Exercise - Which lines have the string "used"? Copy all of them from the entries below.

Data shown -
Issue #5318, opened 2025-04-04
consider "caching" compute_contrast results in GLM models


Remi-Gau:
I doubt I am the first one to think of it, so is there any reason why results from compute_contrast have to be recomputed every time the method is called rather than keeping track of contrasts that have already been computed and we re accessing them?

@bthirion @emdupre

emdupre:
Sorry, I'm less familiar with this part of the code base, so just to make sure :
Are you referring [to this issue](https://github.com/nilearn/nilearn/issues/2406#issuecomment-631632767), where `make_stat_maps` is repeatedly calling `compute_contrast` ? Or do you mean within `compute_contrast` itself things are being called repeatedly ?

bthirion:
==
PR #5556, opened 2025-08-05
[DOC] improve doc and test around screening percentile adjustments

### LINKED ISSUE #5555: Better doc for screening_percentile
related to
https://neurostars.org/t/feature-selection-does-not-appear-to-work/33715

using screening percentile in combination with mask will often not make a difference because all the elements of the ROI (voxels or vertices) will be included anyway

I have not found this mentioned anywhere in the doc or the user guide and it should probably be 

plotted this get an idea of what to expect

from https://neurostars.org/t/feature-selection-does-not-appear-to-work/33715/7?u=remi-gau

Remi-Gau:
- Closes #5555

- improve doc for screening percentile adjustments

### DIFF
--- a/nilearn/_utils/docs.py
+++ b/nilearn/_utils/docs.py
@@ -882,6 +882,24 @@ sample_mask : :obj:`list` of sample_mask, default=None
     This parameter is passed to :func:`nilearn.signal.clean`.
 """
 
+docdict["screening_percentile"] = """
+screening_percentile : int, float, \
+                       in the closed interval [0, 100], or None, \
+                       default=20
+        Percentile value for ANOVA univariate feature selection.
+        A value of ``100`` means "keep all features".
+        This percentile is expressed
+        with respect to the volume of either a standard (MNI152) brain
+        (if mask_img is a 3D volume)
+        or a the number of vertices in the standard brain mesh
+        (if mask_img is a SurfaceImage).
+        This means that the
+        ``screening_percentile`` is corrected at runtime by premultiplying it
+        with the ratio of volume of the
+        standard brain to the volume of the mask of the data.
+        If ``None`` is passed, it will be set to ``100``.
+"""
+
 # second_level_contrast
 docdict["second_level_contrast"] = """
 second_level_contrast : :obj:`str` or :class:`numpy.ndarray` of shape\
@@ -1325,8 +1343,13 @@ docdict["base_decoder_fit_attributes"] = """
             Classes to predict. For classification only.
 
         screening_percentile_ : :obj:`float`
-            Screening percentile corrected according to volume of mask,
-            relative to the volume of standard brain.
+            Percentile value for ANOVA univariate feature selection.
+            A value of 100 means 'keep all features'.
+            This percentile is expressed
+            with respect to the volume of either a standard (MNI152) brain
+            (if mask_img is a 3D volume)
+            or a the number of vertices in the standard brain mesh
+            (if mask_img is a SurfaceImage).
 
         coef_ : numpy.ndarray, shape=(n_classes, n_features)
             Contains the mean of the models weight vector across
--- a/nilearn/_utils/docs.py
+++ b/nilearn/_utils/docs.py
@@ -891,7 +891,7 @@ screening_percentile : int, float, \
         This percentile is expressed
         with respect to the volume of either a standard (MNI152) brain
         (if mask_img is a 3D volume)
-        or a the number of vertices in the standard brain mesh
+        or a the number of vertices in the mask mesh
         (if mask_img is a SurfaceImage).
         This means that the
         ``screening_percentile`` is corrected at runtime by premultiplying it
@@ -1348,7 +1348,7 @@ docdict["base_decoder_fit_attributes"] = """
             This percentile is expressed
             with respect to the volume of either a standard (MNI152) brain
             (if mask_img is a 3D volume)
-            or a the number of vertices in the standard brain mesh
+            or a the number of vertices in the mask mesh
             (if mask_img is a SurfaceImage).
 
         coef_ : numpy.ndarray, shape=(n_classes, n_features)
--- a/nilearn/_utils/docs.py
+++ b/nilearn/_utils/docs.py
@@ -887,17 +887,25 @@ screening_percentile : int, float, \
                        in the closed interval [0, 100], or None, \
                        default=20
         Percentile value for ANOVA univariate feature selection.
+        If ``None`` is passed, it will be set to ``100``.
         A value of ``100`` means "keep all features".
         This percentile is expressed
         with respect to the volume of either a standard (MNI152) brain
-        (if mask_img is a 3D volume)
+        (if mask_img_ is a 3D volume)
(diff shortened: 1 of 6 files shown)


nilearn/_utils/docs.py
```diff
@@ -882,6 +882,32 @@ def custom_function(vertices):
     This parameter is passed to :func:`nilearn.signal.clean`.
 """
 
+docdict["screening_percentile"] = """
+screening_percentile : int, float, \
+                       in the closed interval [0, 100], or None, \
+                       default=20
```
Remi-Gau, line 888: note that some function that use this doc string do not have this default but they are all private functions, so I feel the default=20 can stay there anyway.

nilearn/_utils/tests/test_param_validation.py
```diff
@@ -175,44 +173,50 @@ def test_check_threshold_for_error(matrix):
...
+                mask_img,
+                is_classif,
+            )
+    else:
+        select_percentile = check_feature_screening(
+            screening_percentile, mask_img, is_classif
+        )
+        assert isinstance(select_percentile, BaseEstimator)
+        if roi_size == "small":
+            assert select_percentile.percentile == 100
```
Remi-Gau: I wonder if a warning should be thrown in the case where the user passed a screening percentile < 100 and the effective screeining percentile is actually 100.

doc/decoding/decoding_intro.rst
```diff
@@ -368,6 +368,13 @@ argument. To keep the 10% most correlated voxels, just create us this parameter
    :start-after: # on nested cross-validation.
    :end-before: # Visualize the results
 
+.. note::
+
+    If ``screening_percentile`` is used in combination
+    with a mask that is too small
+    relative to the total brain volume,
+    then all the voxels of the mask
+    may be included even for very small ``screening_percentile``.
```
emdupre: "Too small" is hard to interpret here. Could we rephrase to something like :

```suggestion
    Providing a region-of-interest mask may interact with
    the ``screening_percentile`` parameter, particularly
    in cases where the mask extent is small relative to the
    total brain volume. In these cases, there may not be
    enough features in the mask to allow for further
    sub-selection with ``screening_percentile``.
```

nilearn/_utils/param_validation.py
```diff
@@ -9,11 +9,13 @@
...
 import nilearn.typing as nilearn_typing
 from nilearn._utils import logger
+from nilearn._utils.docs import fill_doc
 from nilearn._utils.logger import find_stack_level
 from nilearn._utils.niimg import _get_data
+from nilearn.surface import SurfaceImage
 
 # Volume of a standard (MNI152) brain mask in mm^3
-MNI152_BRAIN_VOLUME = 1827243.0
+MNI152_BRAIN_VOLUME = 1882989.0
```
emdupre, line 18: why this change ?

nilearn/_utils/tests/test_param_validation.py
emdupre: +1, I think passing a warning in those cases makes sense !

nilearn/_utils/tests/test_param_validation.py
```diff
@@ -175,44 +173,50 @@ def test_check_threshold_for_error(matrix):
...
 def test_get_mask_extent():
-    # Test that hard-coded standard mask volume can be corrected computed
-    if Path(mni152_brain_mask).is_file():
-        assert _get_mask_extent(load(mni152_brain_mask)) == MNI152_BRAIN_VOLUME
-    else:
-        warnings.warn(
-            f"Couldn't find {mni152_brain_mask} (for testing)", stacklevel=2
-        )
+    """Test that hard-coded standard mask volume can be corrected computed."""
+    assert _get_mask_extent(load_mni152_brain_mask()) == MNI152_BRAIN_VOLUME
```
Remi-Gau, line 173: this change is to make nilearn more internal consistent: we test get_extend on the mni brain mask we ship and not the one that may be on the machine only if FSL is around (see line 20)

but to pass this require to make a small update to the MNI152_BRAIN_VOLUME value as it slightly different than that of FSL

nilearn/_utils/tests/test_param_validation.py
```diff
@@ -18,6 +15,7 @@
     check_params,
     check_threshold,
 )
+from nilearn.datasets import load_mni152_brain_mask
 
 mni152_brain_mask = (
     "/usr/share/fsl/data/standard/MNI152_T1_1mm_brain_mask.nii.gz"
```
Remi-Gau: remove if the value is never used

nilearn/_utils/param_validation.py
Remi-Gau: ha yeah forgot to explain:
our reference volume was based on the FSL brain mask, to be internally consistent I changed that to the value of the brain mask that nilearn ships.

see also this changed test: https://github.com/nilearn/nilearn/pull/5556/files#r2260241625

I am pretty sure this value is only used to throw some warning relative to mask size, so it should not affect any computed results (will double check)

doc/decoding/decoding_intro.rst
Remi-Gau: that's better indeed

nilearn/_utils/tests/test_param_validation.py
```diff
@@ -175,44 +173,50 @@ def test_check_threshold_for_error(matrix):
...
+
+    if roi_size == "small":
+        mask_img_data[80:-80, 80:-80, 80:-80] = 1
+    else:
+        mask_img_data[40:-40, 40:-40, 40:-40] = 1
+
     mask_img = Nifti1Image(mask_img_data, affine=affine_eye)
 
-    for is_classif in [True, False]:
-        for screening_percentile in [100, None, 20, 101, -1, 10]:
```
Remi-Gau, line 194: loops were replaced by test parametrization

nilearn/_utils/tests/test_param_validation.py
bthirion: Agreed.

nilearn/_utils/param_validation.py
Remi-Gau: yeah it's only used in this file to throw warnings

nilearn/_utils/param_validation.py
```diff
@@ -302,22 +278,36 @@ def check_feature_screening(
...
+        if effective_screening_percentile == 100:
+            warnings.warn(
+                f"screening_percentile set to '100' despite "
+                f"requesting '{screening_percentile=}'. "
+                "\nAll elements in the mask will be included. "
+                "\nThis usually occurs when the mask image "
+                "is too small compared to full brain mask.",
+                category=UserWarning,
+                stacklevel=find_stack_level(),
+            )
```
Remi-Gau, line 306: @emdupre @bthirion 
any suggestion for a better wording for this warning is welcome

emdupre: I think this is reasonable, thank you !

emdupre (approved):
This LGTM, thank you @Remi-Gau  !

Result of this task -
+    If ``screening_percentile`` is used in combination
Remi-Gau: remove if the value is never used
I am pretty sure this value is only used to throw some warning relative to mask size, so it should not affect any computed results (will double check)
Remi-Gau: yeah it's only used in this file to throw warnings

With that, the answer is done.